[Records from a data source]

⁂

PR #167, opened 2018-05-22
New v63004/gtm8894 subtest (tests GTM8894 in V63004)

VinayYottaDB:

The $ZRELDATE Intrinsic Special Variable provides the UTC date / time of the build GT.M build in the form YYYYMMDD 24:60 (using $ZDATE() notation). While $ZVERSION is probably a better identifier for most uses, $ZRELDATE may be a helpful alternative for those testing pre-release builds.

### DIFF
--- a/v63004/outref/gtm8894.txt
+++ b/v63004/outref/gtm8894.txt
@@ -1,3 +1,3 @@
 # Generating output for $zreldate
 # Verify output is in libyottadb##TEST_SHL_SUFFIX## and is correct format
-20180518 15:42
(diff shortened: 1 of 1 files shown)


v63004/outref/gtm8894.txt
```diff
@@ -1,3 +1,3 @@
 # Generating output for $zreldate
-# Verify output is in libyottadb##TEST_SHL_SUFFIX##
+# Verify output is in libyottadb##TEST_SHL_SUFFIX## and is correct format
 20180518 15:42
```
nars1: This timestamp still needs to be replaced by a TEST_AWK expression.

PR #206, opened 2025-06-16
chore: add allow_zero_version to pyproject.toml in response to semant…

evanspearman-a:
What was the problem/requirement? (What/Why)

Semantic release broke a default setting so it would force our project to go version 1.0.0.
What was the solution? (How)

Add a flag in the pyproject.toml to re-enable zero versions.
What is the impact of this change?

Gets back to our version structure
How was this change tested?

N/A
Was this change documented?

No.
Is this a breaking change?
No.

### DIFF
--- a/pyproject.toml
+++ b/pyproject.toml
@@ -149,6 +149,7 @@ fail_under = 94
 # Can be removed or set to true once we are v1
 major_on_zero = false
 tag_format = "{version}"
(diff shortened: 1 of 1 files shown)


AWS-Samuel (approved):

mwiebe (approved):

miabatta:
Fixed in #209

PR #212, opened 2025-07-04
fix: Adding a TypeAdapter cache to fix a performance regression with …

baxeaz:
Recent changes to type validation have created a performance bottleneck with larger templates in pydantic's TypeAdapter.

- Add a TypeAdapter cache following [pydantic performance guidance](https://docs.pydantic.dev/latest/concepts/performance/#typeadapter-instantiated-once)
- Add a benchmark test to help diagnose and debug performance bottlenecks

~87% performance improvement when testing with larger templates

- All unit tests passed
- New benchmark test added which showed a ~87% performance improvement with vs without the cache.
- End to End testing performed in deadline cloud with the patch applied showed the fix resolved the failing test which originally uncovered the performance issue

Yes

No

No

----

### DIFF
--- a/hatch.toml
+++ b/hatch.toml
@@ -5,7 +5,8 @@ pre-install-commands = [
 
 [envs.default.scripts]
 sync = "pip install -r requirements-testing.txt"
-test = "pytest --cov-config pyproject.toml {args:test}"
+test = "pytest test/ --cov-config pyproject.toml --ignore=test/openjd/model/benchmark {args}"
+benchmark = "pytest test/openjd/model/benchmark --no-cov {args}"
 typing = "mypy {args:src test}"
 style = [
   "ruff check {args:src test}",
--- a/src/openjd/model/_internal/_create_job.py
+++ b/src/openjd/model/_internal/_create_job.py
@@ -1,7 +1,7 @@
 # Copyright Amazon.com, Inc. or its affiliates. All Rights Reserved.
 
 from contextlib import contextmanager
-from typing import Annotated, Any, Union
+from typing import Annotated, Any, Union, Dict
 
 from pydantic import ValidationError
 from pydantic import TypeAdapter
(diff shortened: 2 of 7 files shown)


crowecawcaw (dismissed):

src/openjd/model/_internal/_create_job.py
```diff
@@ -13,6 +13,25 @@
...
+    """Get a TypeAdapter for the given field type, using a cache for efficiency.
+
+    Args:
+        field_type: The type to adapt.
+
+    Returns:
+        A TypeAdapter for the given type.
+    """
+    # Use the string representation of the type as a cache key
+    type_key = str(field_type)
```
mwiebe: Did you try `id` as an alternative to `str` as well? If types aren't too redundant, it might be a bit faster.

mwiebe (dismissed):

test/openjd/model/benchmark/test_benchmark_step_environments.py
```diff
@@ -0,0 +1,115 @@
...
+            ps = pstats.Stats(profiler, stream=s).sort_stats("time")
+            ps.print_stats(20)
+            logger.info("TOP 20 FUNCTIONS BY TOTAL TIME:")
+            for line in s.getvalue().splitlines():
+                logger.info(line)
+
+            # Verify that the operation completed within a reasonable time
+            assert (
+                elapsed_time < 10
+            ), f"Operation took {elapsed_time:.2f} seconds, which exceeds the 10 second threshold"
```
epmog, line 96: How close are we to this threshold?

hatch.toml
```diff
@@ -5,7 +5,8 @@ pre-install-commands = [
 
 [envs.default.scripts]
 sync = "pip install -r requirements-testing.txt"
-test = "pytest --cov-config pyproject.toml {args:test}"
+test = "pytest test/ --cov-config pyproject.toml --ignore=test/openjd/model/benchmark {args}"
+benchmark = "pytest test/openjd/model/benchmark --no-cov {args}"
```
epmog, line 9: Should we be running these in GitHub actions to prevent regression before merge?

src/openjd/model/_internal/_create_job.py
baxeaz: It was indeed an improvement!  I had some concerns about how those ids would resolve/collide but after doing a bit more investigation/testing looks like this is the way to go.  Thanks!

test/openjd/model/benchmark/test_benchmark_step_environments.py
baxeaz: It's going to depend on the host which is part of why I've relegated it to "benchmark", but I'm running it in about 4 seconds currently

hatch.toml
baxeaz: I was looking at that - I'd like to, but it looks like the commands run live in a shared config currently.  If there's a simple way to add that I'm happy to do it though!

mwiebe (approved):

crowecawcaw (approved):

PR #219, opened 2025-07-31
feat: Attempting to load use CSafeLoader for faster YAML parsing wher…

baxeaz:
Our yaml parser was far slower than our JSON parser which prevented certain checks we'd like to do at job creation time in some cases and generally caused our create job API to run slower than we'd like.

Try to use the yaml CSafeLoader where available.  Create benchmarking tests to note the difference.

```
### 1. Small Template (987 characters):
• **SafeLoader**: 2.91ms
• **CSafeLoader**: 0.27ms
• **Performance improvement**: 11.0x faster
• **Time saved**: 2.64ms per parse

### 2. Large Template (44,187 characters):
• **SafeLoader**: 125.74ms
• **CSafeLoader**: 13.44ms
• **Performance improvement**: 9.4x faster
• **Time saved**: 112.30ms per parse

### 3. Extra Large Template (192,387 characters):
• **SafeLoader**: 590.07ms
• **CSafeLoader**: 65.48ms
• **Performance improvement**: 9.0x faster
• **Time saved**: 524.59ms per parse

### 4. File-based Template (27,347 characters):
• **SafeLoader**: 77.26ms
• **CSafeLoader**: 8.08ms
• **Performance improvement**: 9.6x faster
• **Time saved**: 69.18ms per parse
```

All unit tests pass
Benchmarking test created which passes and shows above performance improvements

Yes

No

No - the CSafeLoader is a C implementation of the safe loader we were using previously - https://pyyaml.org/wiki/PyYAMLDocumentation

----

### DIFF
--- a/src/openjd/model/_parse.py
+++ b/src/openjd/model/_parse.py
@@ -1,6 +1,7 @@
 # Copyright Amazon.com, Inc. or its affiliates. All Rights Reserved.
 
 import json
+import os
 from dataclasses import is_dataclass
 from decimal import Decimal
 from enum import Enum
@@ -31,6 +32,18 @@ __all__ = (
 class DocumentType(str, Enum):
     JSON = "JSON"
     YAML = "YAML"
+
+
+# Environment variable can optionally disable CSafeLoader (used for benchmarking)
+use_csafe_loader = os.environ.get("OPENJD_USE_CSAFE_LOADER", "true").lower() in ("true", "1", "yes")
+
+try:
+    if use_csafe_loader:
+        from yaml import CSafeLoader as _YamlLoader  # type: ignore[attr-defined]
+    else:
+        raise ImportError("CSafeLoader disabled by environment variable")
+except ImportError:
+    from yaml import SafeLoader as _YamlLoader  # type: ignore[assignment]
 
 
 # Pydantic injects a __pydantic_model__ attribute into all dataclasses. To be able to parse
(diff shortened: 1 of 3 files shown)


src/openjd/model/_parse.py
```diff
@@ -111,7 +124,7 @@ def document_string_to_object(*, document: str, document_type: DocumentType) ->
         if document_type == DocumentType.JSON:
             parsed_document = json.loads(document)
         else:  # YAML
-            parsed_document = yaml.safe_load(document)
+            parsed_document = yaml.load(document, Loader=_YamlLoader)
```
epmog, line 127: Doubled checked cause I was interested. `safe_load(doc)` _is_ equivalent to `load(doc, SafeLoader)`: https://github.com/yaml/pyyaml/blob/69c141adcf805c5ebdc9ba519927642ee5c7f639/lib/yaml/__init__.py#L117-L125

src/openjd/model/_parse.py
```diff
@@ -33,6 +34,18 @@ class DocumentType(str, Enum):
...
 
 
+# Environment variable can optionally disable CSafeLoader (used for benchmarking)
+use_csafe_loader = os.environ.get("OPENJD_USE_CSAFE_LOADER", "true").lower() in ("true", "1", "yes")
+
+try:
+    if use_csafe_loader:
+        from yaml import CSafeLoader as _YamlLoader  # type: ignore[attr-defined]
+    else:
+        raise ImportError("CSafeLoader disabled by environment variable")
```
mwiebe, line 44: How does benchmarking run the non-C loader with this `raise` here?

mwiebe: Ah I see, I think I was sidetracked by the informative message here that looks like it has purpose to it. The exception from line 44 is always caught in line 45.

mwiebe (approved):

epmog (approved):

PR #258, opened 2026-01-30
feat!: Implement FEATURE_BUNDLE_1 RFC 0004

mwiebe:

[RFC 0004](https://github.com/OpenJobDescription/openjd-specifications/blob/mainline/rfcs/0004-enhanced-limits-and-capabilities.md) was accepted 1/9, and needs implementation in openjd-model, openjd-sessions, etc.

Implement the extension in the model parsing. For the syntax sugar, this also includes a new method on the StepTemplate that de-sugars it into the syntax without the sugar.

Progress towards this extension being available for use.

This change introduces unit tests for the extension.

I used the following prompt for LLM evaluation of this code change against RFC 0004 in openjd-specifications:

> You are a helpful RFC conformance reviewer. Another agent has
> implemented RFC 0004, along with tests, in the most recent commit. Your
> job is to carefully inspect the RFC, the RFC-specific details in the
> OpenJD spec, and look at all the code changes to evaluate compliance.
> Produce a report on the quality of the implementation. How well does it
> conform? Give each relevant section/subsection of the spec a score. Also
> look at the unit tests and evaluate that it is covering all edge cases
> of the spec. Write your report to the file CONFORMANCE_REPORT.md.

All code also reviewed by hand.

Extension documented in openjd-specifications, this change adds comments/docstrings as appropriate.

Yes, in a subtle way with some fields that can now be FormatString instead of just int.

BREAKING CHANGE: The types of some model class fields are extended from
    Optional[int] to Optional[int | FormatString], so downstream code
    that relies on those types can fail type checking.

No.

----


src/openjd/model/v2023_09/_model.py
```diff
@@ -285,7 +292,31 @@ class CancelationMethodNotifyThenTerminate(OpenJDModel_v2023_09):
...
+                # Try to parse as int, fail if not
+                try:
+                    return int(v)
+                except ValueError:
+                    raise ValueError(
+                        "notifyPeriodInSeconds as a format string requires the FEATURE_BUNDLE_1 extension."
+                    )
+            return validate_int_fmtstring_field(v, ge=1, context=context)
+        if isinstance(v, int):
+            if v < 1 or v > 600:
```
jericht, line 327: Is this 600 max value new?

jericht (dismissed):

test/openjd/model/test_parse.py
```diff
@@ -194,13 +194,15 @@ class MockExtensionName(str, Enum):
...
     SUPPORTED_NAME = "SUPPORTED_NAME"
+    FEATURE_BUNDLE_1 = "FEATURE_BUNDLE_1"
 
 
 class MockExtensionNameWithTwoNames(str, Enum):
     """A mock enum with only SUPPORTED_NAME for testing."""
 
     SUPPORTED_NAME = "SUPPORTED_NAME"
     ANOTHER_SUPPORTED_NAME = "ANOTHER_SUPPORTED_NAME"
+    FEATURE_BUNDLE_1 = "FEATURE_BUNDLE_1"
```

⁂

Copy the records above exactly, from the first line through the line containing "PR #206, opened 2025-06-16", and include nothing else.

Output for this exercise -
PR #167, opened 2018-05-22
New v63004/gtm8894 subtest (tests GTM8894 in V63004)

VinayYottaDB:

The $ZRELDATE Intrinsic Special Variable provides the UTC date / time of the build GT.M build in the form YYYYMMDD 24:60 (using $ZDATE() notation). While $ZVERSION is probably a better identifier for most uses, $ZRELDATE may be a helpful alternative for those testing pre-release builds.

### DIFF
--- a/v63004/outref/gtm8894.txt
+++ b/v63004/outref/gtm8894.txt
@@ -1,3 +1,3 @@
 # Generating output for $zreldate
 # Verify output is in libyottadb##TEST_SHL_SUFFIX## and is correct format
-20180518 15:42
(diff shortened: 1 of 1 files shown)


v63004/outref/gtm8894.txt
```diff
@@ -1,3 +1,3 @@
 # Generating output for $zreldate
-# Verify output is in libyottadb##TEST_SHL_SUFFIX##
+# Verify output is in libyottadb##TEST_SHL_SUFFIX## and is correct format
 20180518 15:42
```
nars1: This timestamp still needs to be replaced by a TEST_AWK expression.

PR #206, opened 2025-06-16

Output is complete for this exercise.